▶ **ENTRIES SUPPLIED**:
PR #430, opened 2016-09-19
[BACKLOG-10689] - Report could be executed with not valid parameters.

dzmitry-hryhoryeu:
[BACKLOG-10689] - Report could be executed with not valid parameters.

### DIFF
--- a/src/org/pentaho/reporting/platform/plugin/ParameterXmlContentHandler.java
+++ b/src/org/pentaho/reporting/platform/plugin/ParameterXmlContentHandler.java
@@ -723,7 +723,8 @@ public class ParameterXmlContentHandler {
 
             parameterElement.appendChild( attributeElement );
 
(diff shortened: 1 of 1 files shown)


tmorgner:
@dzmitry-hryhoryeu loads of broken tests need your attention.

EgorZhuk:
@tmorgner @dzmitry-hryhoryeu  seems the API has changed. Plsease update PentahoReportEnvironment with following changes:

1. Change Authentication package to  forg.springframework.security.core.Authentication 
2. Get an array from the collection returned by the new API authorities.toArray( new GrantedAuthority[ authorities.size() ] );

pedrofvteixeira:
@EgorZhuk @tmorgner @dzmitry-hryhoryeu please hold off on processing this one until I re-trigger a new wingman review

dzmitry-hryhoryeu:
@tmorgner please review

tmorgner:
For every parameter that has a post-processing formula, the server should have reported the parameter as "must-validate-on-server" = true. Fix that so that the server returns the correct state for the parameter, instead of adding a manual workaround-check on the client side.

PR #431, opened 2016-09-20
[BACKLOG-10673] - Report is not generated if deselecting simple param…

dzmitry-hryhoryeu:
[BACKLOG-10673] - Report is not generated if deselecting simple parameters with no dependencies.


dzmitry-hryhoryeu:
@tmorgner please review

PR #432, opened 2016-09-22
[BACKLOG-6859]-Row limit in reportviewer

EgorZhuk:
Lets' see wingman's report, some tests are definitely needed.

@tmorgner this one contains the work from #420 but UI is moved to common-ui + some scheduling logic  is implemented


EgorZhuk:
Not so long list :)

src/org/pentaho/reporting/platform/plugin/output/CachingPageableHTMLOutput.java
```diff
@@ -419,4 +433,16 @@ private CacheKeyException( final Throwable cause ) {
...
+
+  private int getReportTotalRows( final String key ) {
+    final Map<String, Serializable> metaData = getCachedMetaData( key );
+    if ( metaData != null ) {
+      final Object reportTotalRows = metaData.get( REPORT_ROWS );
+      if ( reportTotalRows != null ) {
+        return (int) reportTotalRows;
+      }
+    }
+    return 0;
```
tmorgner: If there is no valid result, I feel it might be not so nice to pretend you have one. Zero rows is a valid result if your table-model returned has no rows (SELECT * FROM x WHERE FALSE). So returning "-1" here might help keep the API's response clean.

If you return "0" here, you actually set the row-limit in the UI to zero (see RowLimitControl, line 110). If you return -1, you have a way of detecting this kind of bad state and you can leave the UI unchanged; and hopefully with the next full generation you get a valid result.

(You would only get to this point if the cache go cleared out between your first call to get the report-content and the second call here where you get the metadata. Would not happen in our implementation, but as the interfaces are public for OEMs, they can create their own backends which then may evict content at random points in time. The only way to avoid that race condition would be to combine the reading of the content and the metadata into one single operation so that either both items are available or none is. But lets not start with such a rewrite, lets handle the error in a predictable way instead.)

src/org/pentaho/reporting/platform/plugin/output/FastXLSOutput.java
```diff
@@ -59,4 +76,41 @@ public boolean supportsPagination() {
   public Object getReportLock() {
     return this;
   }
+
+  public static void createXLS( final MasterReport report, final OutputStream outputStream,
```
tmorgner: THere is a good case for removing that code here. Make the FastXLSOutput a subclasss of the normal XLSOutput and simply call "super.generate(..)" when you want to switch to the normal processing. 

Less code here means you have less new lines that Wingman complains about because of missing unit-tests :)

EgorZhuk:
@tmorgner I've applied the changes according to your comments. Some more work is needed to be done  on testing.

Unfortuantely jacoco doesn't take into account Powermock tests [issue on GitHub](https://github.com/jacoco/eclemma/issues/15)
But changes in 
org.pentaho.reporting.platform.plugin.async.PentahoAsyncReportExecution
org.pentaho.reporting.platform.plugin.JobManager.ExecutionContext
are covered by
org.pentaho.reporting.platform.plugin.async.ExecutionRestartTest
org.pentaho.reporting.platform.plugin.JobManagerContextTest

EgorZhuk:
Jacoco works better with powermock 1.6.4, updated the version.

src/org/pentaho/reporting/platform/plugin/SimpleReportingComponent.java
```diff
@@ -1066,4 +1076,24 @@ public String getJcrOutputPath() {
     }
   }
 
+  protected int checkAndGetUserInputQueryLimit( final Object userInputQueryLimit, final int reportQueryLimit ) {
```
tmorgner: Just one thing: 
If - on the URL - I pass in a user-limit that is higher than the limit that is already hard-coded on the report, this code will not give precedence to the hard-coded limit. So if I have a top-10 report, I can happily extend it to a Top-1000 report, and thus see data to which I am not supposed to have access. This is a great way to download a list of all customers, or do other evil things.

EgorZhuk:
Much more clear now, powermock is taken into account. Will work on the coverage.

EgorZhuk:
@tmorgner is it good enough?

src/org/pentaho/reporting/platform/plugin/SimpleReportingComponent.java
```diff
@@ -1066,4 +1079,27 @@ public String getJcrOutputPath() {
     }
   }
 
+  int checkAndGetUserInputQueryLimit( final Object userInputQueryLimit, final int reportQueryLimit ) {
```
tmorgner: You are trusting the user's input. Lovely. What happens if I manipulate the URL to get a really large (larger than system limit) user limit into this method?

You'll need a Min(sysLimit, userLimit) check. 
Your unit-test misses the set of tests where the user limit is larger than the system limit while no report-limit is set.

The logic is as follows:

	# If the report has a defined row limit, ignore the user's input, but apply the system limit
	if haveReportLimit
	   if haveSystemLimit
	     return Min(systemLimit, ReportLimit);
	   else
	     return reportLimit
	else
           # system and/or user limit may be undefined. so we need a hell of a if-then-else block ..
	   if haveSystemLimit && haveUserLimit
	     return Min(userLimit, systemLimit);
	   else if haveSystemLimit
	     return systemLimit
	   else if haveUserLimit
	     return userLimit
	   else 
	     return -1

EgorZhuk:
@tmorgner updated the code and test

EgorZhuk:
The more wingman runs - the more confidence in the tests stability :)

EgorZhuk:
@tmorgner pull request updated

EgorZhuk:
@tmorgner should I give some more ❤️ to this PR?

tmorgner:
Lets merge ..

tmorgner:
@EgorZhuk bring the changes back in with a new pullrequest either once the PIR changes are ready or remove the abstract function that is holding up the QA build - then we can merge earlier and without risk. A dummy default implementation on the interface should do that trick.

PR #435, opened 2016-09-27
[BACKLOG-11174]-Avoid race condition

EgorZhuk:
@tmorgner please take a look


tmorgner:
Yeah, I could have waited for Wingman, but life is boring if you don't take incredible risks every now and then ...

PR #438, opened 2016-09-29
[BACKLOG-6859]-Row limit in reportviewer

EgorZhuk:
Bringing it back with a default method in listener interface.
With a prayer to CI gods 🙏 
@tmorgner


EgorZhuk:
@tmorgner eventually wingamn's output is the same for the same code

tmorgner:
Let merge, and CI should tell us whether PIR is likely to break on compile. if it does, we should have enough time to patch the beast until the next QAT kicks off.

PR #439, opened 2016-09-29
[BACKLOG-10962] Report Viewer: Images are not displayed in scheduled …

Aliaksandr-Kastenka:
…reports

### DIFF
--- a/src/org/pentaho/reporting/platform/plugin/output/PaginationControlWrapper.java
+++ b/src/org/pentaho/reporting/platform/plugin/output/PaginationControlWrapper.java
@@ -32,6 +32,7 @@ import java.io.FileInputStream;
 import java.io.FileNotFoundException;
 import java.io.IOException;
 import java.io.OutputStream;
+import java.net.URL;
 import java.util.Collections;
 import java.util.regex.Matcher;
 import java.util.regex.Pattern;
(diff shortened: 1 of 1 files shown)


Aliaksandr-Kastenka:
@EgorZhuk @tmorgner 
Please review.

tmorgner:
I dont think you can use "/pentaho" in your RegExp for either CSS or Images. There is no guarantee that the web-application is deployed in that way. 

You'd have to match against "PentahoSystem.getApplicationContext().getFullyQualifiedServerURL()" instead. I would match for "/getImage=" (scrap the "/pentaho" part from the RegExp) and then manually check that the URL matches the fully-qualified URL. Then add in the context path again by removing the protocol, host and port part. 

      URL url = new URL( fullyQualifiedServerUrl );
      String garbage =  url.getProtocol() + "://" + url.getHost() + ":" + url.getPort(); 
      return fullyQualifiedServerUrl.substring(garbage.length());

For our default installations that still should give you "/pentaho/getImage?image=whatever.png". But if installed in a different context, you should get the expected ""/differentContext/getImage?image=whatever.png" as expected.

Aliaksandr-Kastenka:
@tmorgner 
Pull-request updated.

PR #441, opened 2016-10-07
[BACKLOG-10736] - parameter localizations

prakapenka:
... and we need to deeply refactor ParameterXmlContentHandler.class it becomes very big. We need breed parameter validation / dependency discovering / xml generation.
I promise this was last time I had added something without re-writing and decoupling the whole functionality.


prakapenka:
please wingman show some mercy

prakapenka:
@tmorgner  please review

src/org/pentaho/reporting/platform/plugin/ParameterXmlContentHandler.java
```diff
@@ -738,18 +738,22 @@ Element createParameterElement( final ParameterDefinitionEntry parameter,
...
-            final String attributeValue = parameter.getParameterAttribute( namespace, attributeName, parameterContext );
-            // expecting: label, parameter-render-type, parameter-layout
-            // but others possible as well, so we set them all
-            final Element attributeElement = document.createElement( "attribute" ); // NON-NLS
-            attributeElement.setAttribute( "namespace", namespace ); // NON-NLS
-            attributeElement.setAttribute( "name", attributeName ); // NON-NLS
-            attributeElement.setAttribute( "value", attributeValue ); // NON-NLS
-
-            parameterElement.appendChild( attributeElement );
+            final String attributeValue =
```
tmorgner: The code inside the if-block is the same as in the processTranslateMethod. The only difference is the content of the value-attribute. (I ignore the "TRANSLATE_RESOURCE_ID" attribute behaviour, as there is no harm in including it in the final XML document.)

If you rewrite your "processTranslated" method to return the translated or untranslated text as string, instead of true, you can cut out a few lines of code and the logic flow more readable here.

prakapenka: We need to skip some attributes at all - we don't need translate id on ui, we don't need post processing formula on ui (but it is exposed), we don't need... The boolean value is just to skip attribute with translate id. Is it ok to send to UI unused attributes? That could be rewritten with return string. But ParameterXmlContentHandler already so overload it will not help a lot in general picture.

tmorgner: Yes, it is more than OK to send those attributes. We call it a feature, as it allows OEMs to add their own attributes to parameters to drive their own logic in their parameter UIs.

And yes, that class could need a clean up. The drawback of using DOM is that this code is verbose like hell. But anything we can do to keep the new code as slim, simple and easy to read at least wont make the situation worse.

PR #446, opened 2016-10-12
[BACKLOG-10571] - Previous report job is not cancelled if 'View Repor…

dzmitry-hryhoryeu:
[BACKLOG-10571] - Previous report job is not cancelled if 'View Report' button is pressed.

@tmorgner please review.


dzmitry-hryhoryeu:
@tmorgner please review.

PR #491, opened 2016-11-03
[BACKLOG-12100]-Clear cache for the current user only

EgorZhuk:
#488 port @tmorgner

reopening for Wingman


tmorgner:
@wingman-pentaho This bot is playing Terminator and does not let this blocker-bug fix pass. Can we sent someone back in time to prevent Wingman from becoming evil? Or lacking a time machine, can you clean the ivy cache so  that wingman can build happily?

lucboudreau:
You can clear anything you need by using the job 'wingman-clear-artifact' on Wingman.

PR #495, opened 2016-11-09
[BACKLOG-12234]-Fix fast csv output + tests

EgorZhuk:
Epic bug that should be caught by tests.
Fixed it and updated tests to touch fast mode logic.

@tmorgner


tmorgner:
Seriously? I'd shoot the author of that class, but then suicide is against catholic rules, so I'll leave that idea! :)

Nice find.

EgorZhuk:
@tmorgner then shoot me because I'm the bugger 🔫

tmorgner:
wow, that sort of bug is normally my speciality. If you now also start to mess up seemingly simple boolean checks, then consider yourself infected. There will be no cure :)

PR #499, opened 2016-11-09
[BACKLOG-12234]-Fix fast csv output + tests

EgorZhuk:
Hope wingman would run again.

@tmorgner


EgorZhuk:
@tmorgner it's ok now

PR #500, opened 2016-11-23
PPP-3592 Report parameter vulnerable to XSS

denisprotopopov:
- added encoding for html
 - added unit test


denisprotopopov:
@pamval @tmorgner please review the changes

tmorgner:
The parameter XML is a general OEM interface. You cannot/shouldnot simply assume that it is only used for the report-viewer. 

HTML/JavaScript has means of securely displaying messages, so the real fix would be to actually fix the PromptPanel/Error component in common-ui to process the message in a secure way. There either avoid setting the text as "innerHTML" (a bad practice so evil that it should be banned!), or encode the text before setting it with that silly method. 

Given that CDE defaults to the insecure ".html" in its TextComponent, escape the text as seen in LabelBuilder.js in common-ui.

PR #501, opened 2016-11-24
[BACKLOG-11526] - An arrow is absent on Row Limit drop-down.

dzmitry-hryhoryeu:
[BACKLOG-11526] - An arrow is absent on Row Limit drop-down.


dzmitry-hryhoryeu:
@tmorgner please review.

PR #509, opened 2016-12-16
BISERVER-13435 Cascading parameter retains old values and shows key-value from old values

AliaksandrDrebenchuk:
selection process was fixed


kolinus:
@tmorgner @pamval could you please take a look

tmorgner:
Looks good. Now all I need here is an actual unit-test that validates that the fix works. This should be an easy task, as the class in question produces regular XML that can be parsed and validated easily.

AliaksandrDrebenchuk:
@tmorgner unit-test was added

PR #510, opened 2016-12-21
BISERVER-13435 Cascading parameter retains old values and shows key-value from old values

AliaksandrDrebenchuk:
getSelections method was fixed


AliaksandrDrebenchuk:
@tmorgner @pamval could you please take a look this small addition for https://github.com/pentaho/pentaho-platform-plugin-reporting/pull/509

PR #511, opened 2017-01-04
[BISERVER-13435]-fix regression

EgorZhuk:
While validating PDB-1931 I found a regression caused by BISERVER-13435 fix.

▶ **ACTION ITEM**: Taking the lines above, repeat exactly those from the line that contains "tmorgner: THere is" through the line that contains "I've applied the", and both of those lines as well. Include nothing else.

▶ **WRITTEN RESPONSE**:
tmorgner: THere is a good case for removing that code here. Make the FastXLSOutput a subclasss of the normal XLSOutput and simply call "super.generate(..)" when you want to switch to the normal processing. 

Less code here means you have less new lines that Wingman complains about because of missing unit-tests :)

EgorZhuk:
@tmorgner I've applied the changes according to your comments. Some more work is needed to be done  on testing.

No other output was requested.